23.  page 7, line 38: is there a directional relationship between performance and amount of training data used?

24.  page 8, line 5: did you consider using cross-fold validation to increase the utility of your training data?

25.  page 8, line 20: please offer suggestions as to why you think your model's performance with 4 million is not better than 2 million?

26.  page 8, line 40: how well did your 1000 randomly chosen reports reflect the training reports in terms of modality and body part?

27.  page 9, first paragraph: seems odd that your first paragraph focuses on follow-ups whereas the primary focus of the paper is about the utility of pretraining existing BERT models with radiology reports

28.  page 9, line 40: how clinically significant is the "superiority" of radBERT. the improvement seems marginal. please discuss further.

29.  page 10, line 30: instead of focusing on an overall number of reports, should the type of radiology reports for pretraining be similar to the type of NLP task? for example, do you think that training primarily on mammography reports (XR) would improve BIRADS coding at the expense of LIRADS (CT)? please discuss. is this a potential weakness of the research?

30.  figure 3. please explain "density" on x axis and "length" on x-axis. It would also be helpful to see the relationship between one report's length and/or density and its corresponding impression.

31.  table 4: please provide some context for ROUGE for the readers. what is the range, what is a "good" number


REVIEWER 3

Overall, this is a well-designed and well-reported study on a topic of importance to the Radiology AI community. There are a few suggestions I have to better support reading understanding and replicability of the work:

Methods:

1.  It would be more appropriate to include the reference to the Word Piece tokenization scheme here, rather than in the Results.

2.  Additionally, it would be helpful to elaborate on how the tokenization scheme handles out-of-vocabulary words, as some radiology-specific words may not be found in the original vocabulary of BERT-base.

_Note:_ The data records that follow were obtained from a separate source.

PR #10416, opened 2025-08-07
fix: configure default url templates

### LINKED ISSUE #10236: [Bug]: v4.0.0-rc.1 not all notification emails have link to Login V2
### Preflight Checklist

### Environment

Self-hosted

### Version

v4.0.0-rc.1

### Database

PostgreSQL

### Database Version

17.0

Some notification emails have link to login v1 even when login v2 is enabled (some emails have links to login v2)

1. Email verification have link to login v1:
a. https://127.0.0.1.sslip.io/ui/login/mail/verification?authRequestID=&code=SM5MTI&orgID=328222636335169540&userID=328365917400465412
b. it probably should be: https://127.0.0.1.sslip.io/ui/v2/login/verify?code=SM5MTI&userId=328365917400465412&organization=328222636335169540
2. When in console I use buton `Send registration link` to send link for configuring passwordless authentication email have link to login v1:
a. https://127.0.0.1.sslip.io/ui/login/login/passwordless/init?userID=328367744086966276&orgID=328222636335169540&codeID=328368397425311748&code=ROphhX1DGdrX
b. website shows error about incorrect code
c. link should be to login v2 (i don't know what is correct link for login v2)
3. Email for `Domain has been claimed` have link to login v1:
a. https://127.0.0.1.sslip.io/ui/login/login?orgID=328222636335169540
b. this is not that bad because it redirects to login v2, but email could directly link to login v2
4. User created using v1 api in console sends email with link to login v1:
a. https://127.0.0.1.sslip.io/ui/login/user/init?authRequestID=&code=DB1DMB&loginname=test9%40example2.com&orgID=328222636335169540&passwordset=false&userID=328380428903776260
b. this probably is fine, from what i know login v2 does not support this but in that case i think that `Use V2 Api in Console for User creation` should be on by default so Zitadel won't send email with link to login v1

### To reproduce

1. Send verification email eg. change email for some user as admin.
2. In console I use buton `Send registration link` to send link for configuring passwordless authentication
3. Create user with email using domain X than configure that domain X in different organization
4. Create new user in console with `Use V2 Api in Console for User creation` disabled

### Screenshots

_No response_

### Expected behavior

When Login V2 is enabled, all links in email notification should go to Login V2.

### Operating System

_No response_

### Relevant Configuration

_No response_

### Additional Context

_No response_

stebenz:
# Which Problems Are Solved

Emails are still send only with URLs to login v1.

# How the Problems Are Solved

Add configuration for URLs as URL templates, so that links can point at Login v2.

# Additional Changes

None

# Additional Context

Closes #10236

### DIFF
--- a/Makefile
+++ b/Makefile
@@ -120,7 +120,7 @@ core_integration_db_up:
 
 .PHONY: core_integration_db_down
 core_integration_db_down:
-	docker compose -f internal/integration/config/docker-compose.yaml down
+	docker compose -f internal/integration/config/docker-compose.yaml down -v
 
 .PHONY: core_integration_setup
 core_integration_setup:
--- a/apps/login/next.config.mjs
+++ b/apps/login/next.config.mjs
@@ -33,30 +33,6 @@ const secureHeaders = [
   { key: "X-Frame-Options", value: "deny" },
 ];
 
-const imageRemotePatterns = [
-  {
-    protocol: "http",
-    hostname: "localhost",
-    port: "8080",
-    pathname: "/**",
-  },
-  {
-    protocol: "https",
-    hostname: "*.zitadel.*",
-    port: "",
-    pathname: "/**",
-  },
-];
-
-if (process.env.ZITADEL_API_URL) {
-  imageRemotePatterns.push({
-    protocol: "https",
-    hostname: process.env.ZITADEL_API_URL?.replace("https://", "") || "",
-    port: "",
-    pathname: "/**",
-  });
-}
-
 const nextConfig = {
   basePath: process.env.NEXT_PUBLIC_BASE_PATH,
   output: process.env.NEXT_OUTPUT_MODE || undefined,
@@ -65,7 +41,7 @@ const nextConfig = {
     dynamicIO: true,
   },
   images: {
-    remotePatterns: imageRemotePatterns,
+    unoptimized: true
   },
   eslint: {
     ignoreDuringBuilds: true,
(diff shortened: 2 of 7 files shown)


IAM-marco (dismissed):

internal/api/ui/login/login.go
```diff
@@ -53,6 +53,37 @@ type Config struct {
...
+		if loginV2.BaseURI != nil && loginV2.BaseURI.String() != "" {
+			baseURI = loginV2.BaseURI.String()
+		}
+		return baseURI + c.DefaultBasePath
+	}
+	return ""
+}
+
+func (c *Config) DefaultEmailCodeURLTemplate(ctx context.Context) string {
+	return c.defaultBaseURL(ctx) + c.DefaultPaths.EmailCodePath
```
stebenz: @IAM-marco Do we have to return empty if the baseURL is empty? Just came up that we are not backwards compatible otherwise.

cmd/defaults.yaml
```diff
@@ -572,6 +572,12 @@ Login:
     # 168h is 7 days, one week
     SharedMaxAge: 168h # ZITADEL_LOGIN_CACHE_SHAREDMAXAGE
   DefaultOTPEmailURLV2: "/otp/verify?loginName={{.LoginName}}&code={{.Code}}" # ZITADEL_LOGIN_CACHE_DEFAULTOTPEMAILURLV2
+  DefaultBasePath: "/ui/v2/login"
+  DefaultPaths:
+    LoginPath: "/login"
```
stebenz: @IAM-marco LoginPath and OTPEmailPath are not even used, do remove them or implement properly?

IAM-marco: Right

Do you mean to substitute `DefaultOTPEmailURLV2` with `DefaultPaths/OTPEmailPath`? And switch the usages of `DefaultOTPEmailURLV2` with `DefaultPaths.OTPEmailPath` ?

For `DefaultPaths/LoginPath` I am not sure what to do with it, given that I imagine it should be used by `Config.defaultBaseURL()` but the URI is taken from the context in case login v2 is enabled.

stebenz: Yes, I just saw it yesterday that if we remove the feature flag, we would still need a way to configure the BasePath, which then includes login, logout and any other paths used under the login UI.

3.  Reference to the Supplemental Material for training scheme and hyperparameters for masked language model pre-training should be made sooner within the Methods section. The code libraries used for this work should also be specified somewhere in the Methods section.

4.  How were the sentence embeddings extracted from the pre-trained masked language models for the report summarization task? Was it the same method described for the other 2 downstream tasks? For readers less familiar with Transformers, how does the model's output representation of the first token in a sentence convey information pertaining to the remainder of the sentence (i.e. please provide a brief explanation of how multi-head attention facilitates this)?

Results:

5.  What was the rationale for pre-training on different-sized subsets of the VA corpus?

6.  It is mentioned that a labeled subset of the Open-I IU CXR dataset was previously annotated...how? and by whom? Please provide a little more detail or a reference to previously published work, if applicable.

7.  How were the 5 diagnostic coding systems selected from the available options? It should be clarified that these are not ICD or SNOMED-like universal standards for diagnostic coding/billing but rather internal VA coding systems for communication of critical findings.

Supplemental Materials:

8.  An initial learning rate is mentioned for language model pre-training. What learning rate scheduler was used (e.g. cosine annealing, step-wise decay)?

9.  A final question (plea) to the authors: Is there any plan for making the RadBERT language models publicly available?